The R-53 is a parasol-wing monoplane. In plan its wing is unswept and has constant chord, with no flaps or leading edge slots; it is built around two spars made from Japanese cypress, with duralumin ribs and fabric covering. On each side there are two sets of wing struts to transfer loads to the fuselage, one an unequal length and angle X-form pair from the lower fuselage longerons to the wing spars, the other pair cabane struts from the upper fuselage to the wing centre section, leaning together. The fuselage has a welded steel tube frame, fabric covered, with rounded upper decking. There are two tandem open cockpits, one below the wing trailing edge and the other below mid-chord. The tailplane is attached to the top of the fuselage, with a trim tab on the elevator; the fin and rudder are curved, the fin extended forward by a lengthy fillet.

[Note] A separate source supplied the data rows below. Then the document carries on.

PR #847, opened 2025-08-13
:art: chore: update message input styles

kalpovskii:
Closes: https://trello.com/c/H02HmfAB

* Open “Emoji” and “Plus” on hover automatically (no tap) and close on losing focus
* Make the “Send” button disabled if there is nothing to send
* Add on-hover animation for buttons
* Remove blue line
* Add 4px padding between “Plus” and “Send”

Since we are using the library icons, it’s not possible to control their stroke width. I don’t think switching to custom SVG icons would be the best solution. I’d like to hear your thoughts on this

**UPDATE**:

* The icon turns "primary" (blue) color when hovered over

**UPD2:**

* Ensures the "Send" button is always active, even for new accounts with a zero balance. Clicking the button now triggers the faucet popup modal that explains how to get free coins
* Added blue hover effect to the send icon

**UPD3:**

* Changed icons color from "white" to "darken-1"


src/components/Chat/ChatMenu.vue
```diff
@@ -85,7 +86,7 @@ const router = useRouter()
 const store = useStore()
 const { t } = useI18n()
 const chatStateStore = useChatStateStore()
-
+const { mdAndUp } = useDisplay()
```
kalpovskii: Since there is no hover on mobile devices, this will work only on desktop resolutions; on mobile, it will simply be a tap still

skranee:
> Closes: https://trello.com/c/H02HmfAB
> 
> * Open “Emoji” and “Plus” on hover automatically (no tap) and close on losing focus
> * Make the “Send” button disabled if there is nothing to send
> * Add on-hover animation for buttons
> * Remove blue line
> * Add 4px padding between “Plus” and “Send”
> 
> Since we are using the library icons, it’s not possible to control their stroke width. I don’t think switching to custom SVG icons would be the best solution. I’d like to hear your thoughts on this

may be a wrapper for an icon wil; work. chat gpt suggested me that way, I guess you've already tried that but if not, hope that helps

```
<template>
  <svg
    xmlns="http://www.w3.org/2000/svg"
    viewBox="0 0 24 24"
    :stroke="isDisabled ? 'grey' : 'white'"
    fill="none"
    :stroke-width="2"
    width="28"
    height="28"
  >
    <path :d="mdiSend" />
  </svg>
</template>

<script setup>
import { mdiSend } from '@mdi/js'
</script>
```

src/components/AChat/AChatForm.vue
```diff
@@ -35,11 +35,16 @@
       </template>
       <template v-if="showSendButton" #append-inner>
         <slot name="append" />
-        <v-icon class="a-chat__send-icon" :icon="mdiSend" size="28" />
+        <v-icon
+          class="a-chat__form-send-area"
+          :color="isDisabled ? 'grey' : 'white'"
```
kalpovskii: The icon turns grey when isDisabled === true
image

src/components/AChat/AChatForm.vue
```diff
@@ -371,12 +379,9 @@ defineExpose({
...
 
 .a-chat__form-send-area {
-  position: absolute;
-  bottom: 0;
-  right: 0;
-  width: 50px;
-  height: 50px;
-  cursor: pointer;
+  &:hover {
+    color: map.get(colors.$adm-colors, 'primary') !important;
```
kalpovskii: image

src/components/Chat/ChatEmojis.vue
```diff
@@ -28,8 +29,10 @@ export default {
   },
   emits: ['onChange', 'get-emoji-picture'],
   setup() {
+    const { mdAndUp } = useDisplay()
```
S-FrontendDev: src/hooks/useScreenSize.ts

src/components/AChat/AChatForm.vue
```diff
@@ -35,11 +35,16 @@
       </template>
       <template v-if="showSendButton" #append-inner>
         <slot name="append" />
-        <v-icon class="a-chat__send-icon" :icon="mdiSend" size="28" />
+        <v-icon
+          class="a-chat__form-send-area"
+          :color="sendButtonColor"
```
S-FrontendDev: use class for icon color styling

src/components/AChat/AChatForm.vue
S-FrontendDev: don't need !important if you use classes

src/components/Chat/ChatMenu.vue
S-FrontendDev: check our hook for mobile

src/components/Chat/ChatEmojis.vue
```diff
@@ -53,14 +56,44 @@ export default {
...
+        border-radius: 50%;
+        background: currentColor;
+        opacity: 0;
+        transition: 0.4s;
+        z-index: -1;
+      }
+
+      &:hover::before {
+        opacity: 0.1;
+      }
```
S-FrontendDev: move this rule to the root of style block and don't use theme class in your selector, then you don't need to duplicate it

src/lib/constants/index.ts
```diff
@@ -251,4 +251,12 @@ export const REACT_EMOJIS = {
   PARTY_POPPER: '🎉'
 } as const
 
+/** Validation errors for the chat message */
+export const validationErrors = {
+  emptyMessage: 'EMPTY_MESSAGE',
+  notEnoughFunds: 'NON_ENOUGH_FUNDS',
+  notEnoughFundsNewAccount: 'NON_ENOUGH_FUNDS_NEW_ACCOUNT',
+  messageTooLong: 'MESSAGE_LENGTH_EXCEED'
```
S-FrontendDev: let's use PascalCase

src/components/AChat/AChatForm.vue
S-FrontendDev: use class

S-FrontendDev (approved):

The R-53 is powered by a 155 hp (116 kW) Blackburn Cirrus Major four-cylinder inverted inline engine, distinguishing it from the short-nosed radial engine installation on the R-52. It has a fixed conventional undercarriage with mainwheels fitted with brakes on independent hinged V-form legs with oil spring shock absorbers in separate, more upright, struts from the X-intersection of the wing struts, made more rigid by a secondary strut to mid-fuselage. The tail wheel is steel sprung and steerable.

The first flight date of the R-53 is not precisely known, but it followed that of the R-52 (September 1952) and it was flying by April 1953. The prototype JA3070 is the only one of its type recorded on the Japanese register before late 1955 so probably the only one built. This aircraft is now restored and displayed in Tachihi's real estate office in Tokyo, although not in airworthy condition.